I wonder what Jesus expected to happen when he was baptized.
It’s clear, even from this brief and not very detailed description, that John the Baptist was not expecting his day to unfold this way. Even though John had been preaching and baptizing for a while, while Jesus was just embarking on his public ministry, John thought that his cousin should be the one to baptize him. Jesus’ request was surprising, even disruptive. But John was persuaded, and performed the baptism, thus confirming that Jesus was a part of the prophetic lineage stretching back to Moses.

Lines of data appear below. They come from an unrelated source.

PR #13983, opened 2025-07-23
ZJIT: Fix clobbering register for `self` in gen_entry_params()

XrXr:
Previously, for 8+ params we wound up clobbering the self param when
putting the last param in memory in the JIT entry point:

    # ZJIT entry point: a@../test.rb:5
    <snip>
    ldur x0, [x19, #0x18]
    # set method params: 8
    ldur x1, [x21, #-0x58]
    ldur x2, [x21, #-0x50]
    ldur x3, [x21, #-0x48]
    ldur x4, [x21, #-0x40]
    ldur x5, [x21, #-0x38]
    ldur x11, [x21, #-0x30]
    ldur x12, [x21, #-0x28]
    ldur x0, [x21, #-0x20]
    stur x0, [sp, #-0x20]
    bl #0x11e17018c

Doing the memcpys for parameters in memory first avoids this clobbering.

    # set method params: 8
    ldur x0, [x21, #-0x20]
    stur x0, [sp, #-0x20]
    ldur x12, [x21, #-0x28]
    ldur x11, [x21, #-0x30]
    ldur x5, [x21, #-0x38]
    ldur x4, [x21, #-0x40]
    ldur x3, [x21, #-0x48]
    ldur x2, [x21, #-0x50]
    ldur x1, [x21, #-0x58]
    ldur x0, [x19, #0x18]

### DIFF
--- a/test/ruby/test_zjit.rb
+++ b/test/ruby/test_zjit.rb
@@ -811,6 +811,12 @@ class TestZJIT < Test::Unit::TestCase
       def a(n1,n2,n3,n4,n5,n6,n7,n8) = n8
       a(1,1,1,1,1,1,1,0)
     }
+
+    # self param with spilled param
+    assert_compiles '"main"', %q{
+      def a(n1,n2,n3,n4,n5,n6,n7,n8) = self
+      a(1,0,0,0,0,0,0,0).to_s
+    }
   end
 
   def test_opt_aref_with
--- a/zjit/src/codegen.rs
+++ b/zjit/src/codegen.rs
@@ -187,6 +187,10 @@ fn gen_entry(cb: &mut CodeBlock, iseq: IseqPtr, function: &Function, function_pt
     asm.frame_teardown();
     asm.cret(C_RET_OPND);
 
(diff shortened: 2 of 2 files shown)


k0kubun (approved):
Looks good to me. Thanks for fixing this.

I thought the `LiveReg` instruction issued by `gen_param()` would reserve the register during `gen_entry_params()` and thus writing memory would not use those registers.

What happened in reality seems to be that nobody used the result of `LiveReg` in the JIT entry code, so the live range was empty. We would need to insert a new LIR instruction right before `asm.ccall` if we want to make it happen.

But then exhausting all registers first would make it impossible to assign spilled arguments (unless you explicitly use `SCRATCH_REG`), so we'd need this change anyway. And it obviates the need of such a new instruction in JIT entry for now.

XrXr:
I had another solution that used parallel_mov with memory operands and the registers, which also worked and feels cleaner live range wise, but that basically gives the same code. It's stretching what parallel_mov is for though, and it's not free to build up the Vec to pass to it. This is like a pre-solved version of the parallel move.

PR #13986, opened 2025-07-23
[DOC] Update documentation of `ObjectSpace.memsize_of`

st0012:
`RVALUE` no longer exists and objects can now have various sizes due to VWA. So I think this API's doc should be updated.

### DIFF
--- a/ext/objspace/objspace.c
+++ b/ext/objspace/objspace.c
@@ -38,10 +38,11 @@
  *  information as only a *HINT*. Especially, the size of +T_DATA+ may not be
  *  correct.
  *
- *  This method is only expected to work with C Ruby.
+ *  This method is only expected to work with CRuby.
  *
- *  From Ruby 2.2, memsize_of(obj) returns a memory size includes
- *  sizeof(RVALUE).
+ *  From Ruby 3.2 with Variable Width Allocation, it returns the actual slot
+ *  size used plus any additional memory allocated outside the slot (such
+ *  as external strings, arrays, or hash tables).
  */
 
 static VALUE


ext/objspace/objspace.c
```diff
@@ -38,10 +38,14 @@
...
- *  This method is only expected to work with C Ruby.
- *
- *  From Ruby 2.2, memsize_of(obj) returns a memory size includes
- *  sizeof(RVALUE).
+ *  This method is only expected to work with CRuby.
+ *
+ *  From Ruby 2.2, memsize_of(obj) returns a memory size that includes
+ *  the slot size occupied by the object. Prior to Ruby 3.2, this was a
+ *  fixed size (sizeof(RVALUE)). From Ruby 3.2 with Variable Width
+ *  Allocation, this is the actual slot size used (1×, 2×, 4×, 8×, or
```
st0012: I got this information from `rb_gc_impl_objspace_init`: https://github.com/Shopify/ruby/blob/9eac1c3a888088912fcc1cbb6fc677fd1ad5683c/gc/default/default.c#L9331-L9337

Let me know if it's correct?

ext/objspace/objspace.c
```diff
@@ -38,10 +38,14 @@
...
- *  From Ruby 2.2, memsize_of(obj) returns a memory size includes
- *  sizeof(RVALUE).
+ *  This method is only expected to work with CRuby.
+ *
+ *  From Ruby 2.2, memsize_of(obj) returns a memory size that includes
+ *  the slot size occupied by the object. Prior to Ruby 3.2, this was a
+ *  fixed size (sizeof(RVALUE)). From Ruby 3.2 with Variable Width
+ *  Allocation, this is the actual slot size used (1x, 2x, 4x, 8x, or
+ *  16x BASE_SLOT_SIZE), plus any additional memory allocated outside
+ *  the slot (such as external strings, arrays, or hash tables).
```
peterzhu2118: We're only documenting for the latest version of Ruby, so I don't think we should include info about prior versions.

ext/objspace/objspace.c
```diff
@@ -38,10 +38,14 @@
...
- *
- *  From Ruby 2.2, memsize_of(obj) returns a memory size includes
- *  sizeof(RVALUE).
+ *  This method is only expected to work with CRuby.
+ *
+ *  From Ruby 2.2, memsize_of(obj) returns a memory size that includes
+ *  the slot size occupied by the object. Prior to Ruby 3.2, this was a
+ *  fixed size (sizeof(RVALUE)). From Ruby 3.2 with Variable Width
+ *  Allocation, this is the actual slot size used (1x, 2x, 4x, 8x, or
+ *  16x BASE_SLOT_SIZE), plus any additional memory allocated outside
```
peterzhu2118: I don't think we should include this kind of implementation detail, especially since slot sizes may not exist when we use modular GC with an alternative implementation.

st0012:
@peterzhu2118 So does it make sense to just drop everything after `This method is only expected to work with CRuby.`?

peterzhu2118:
No, I think there's still value in making it clear that it returns the size of the slot + externally allocated memory.

PR #13988, opened 2025-07-23
Fix `RCLASS_WRITE_M_TBL_WORKAROUND` to avoid Ruby crash

st0012:
On the current master, running `test_refinement.rb` with GC stress would cause Ruby to crash:

```
make test-all TESTS='../test/ruby/test_refinement.rb --gc-stress'
```

```
TestRefinement#test_refine_alias_in_subclass../internal/class.h:613:
Assertion Failed: RCLASS_WRITE_M_TBL_WORKAROUND:!check_promoted || !RB_OBJ_PROMOTED(klass)
```

This commit fixes the crash by applying write barrier remember to the klass, which is still a workaround, but avoids crashing Ruby with an assertion.

### DIFF
--- a/internal/class.h
+++ b/internal/class.h
@@ -8,6 +8,7 @@
  *             file COPYING are met.  Consult the file for details.
  * @brief      Internal header for Class.
  */
+#include "gc.h"
 #include "id.h"
 #include "id_table.h"           /* for struct rb_id_table */
 #include "internal/namespace.h" /* for rb_current_namespace */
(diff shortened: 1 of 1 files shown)


internal/class.h
```diff
@@ -604,16 +605,16 @@ RCLASS_SET_M_TBL_WORKAROUND(VALUE klass, struct rb_id_table *table, bool check_p
...
 }
 
-#define RCLASS_WRITE_M_TBL_EVEN_WHEN_PROMOTED(klass, table) RCLASS_WRITE_M_TBL_WORKAROUND(klass, table, false)
-#define RCLASS_WRITE_M_TBL(klass, table) RCLASS_WRITE_M_TBL_WORKAROUND(klass, table, true)
+#define RCLASS_WRITE_M_TBL_EVEN_WHEN_PROMOTED(klass, table) RCLASS_WRITE_M_TBL_WORKAROUND(klass, table)
+#define RCLASS_WRITE_M_TBL(klass, table) RCLASS_WRITE_M_TBL_WORKAROUND(klass, table)
 
 static inline void
-RCLASS_WRITE_M_TBL_WORKAROUND(VALUE klass, struct rb_id_table *table, bool check_promoted)
+RCLASS_WRITE_M_TBL_WORKAROUND(VALUE klass, struct rb_id_table *table)
```
st0012, line 612: I remove the argument as it's not used anymore, but I'm not sure if it's against any convention or we actually would want to keep it for documentation purpose...etc. Let me know if I should undo this change.

st0012:
This is wrong so I'm closing it now.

But we are left to infer what was going through Jesus’ mind. Was it a surprise when the heavens were opened, the Spirit of God descended, and a voice said “This is my Son, the Beloved, with whom I am well pleased”? Was Jesus expecting to be able to keep it all quiet, to stay incognito? Did everyone else who had come to John for baptism that day also see the vision and hear the voice? Was the whole experience as disruptive for them as it was for John?
Sometimes God speaks more loudly that we are expecting, and sometimes what God says is most definitely not what we were expecting. Our reading from Acts today, Peter’s sermon in Cornelius’ house in Caesarea, sounds like a very coherent and logical presentation, but it arose out of an experience that was deeply discombobulating for Peter: he was peacefully praying on the roof of the house he was staying, when God spoke to him in a vision telling him to kill and eat unclean animals. Shortly thereafter, messengers arrived from the centurion Cornelius, asking Peter to come and preach for them. On the ride from Joppa to Caesarea, Peter mentally revamped his entire worldview, inspired by the vision in which he had been commanded to eat the unclean foods, and arrived at the other end prepared to preach this sermon in which he opens the promise of the Gospel to all nations.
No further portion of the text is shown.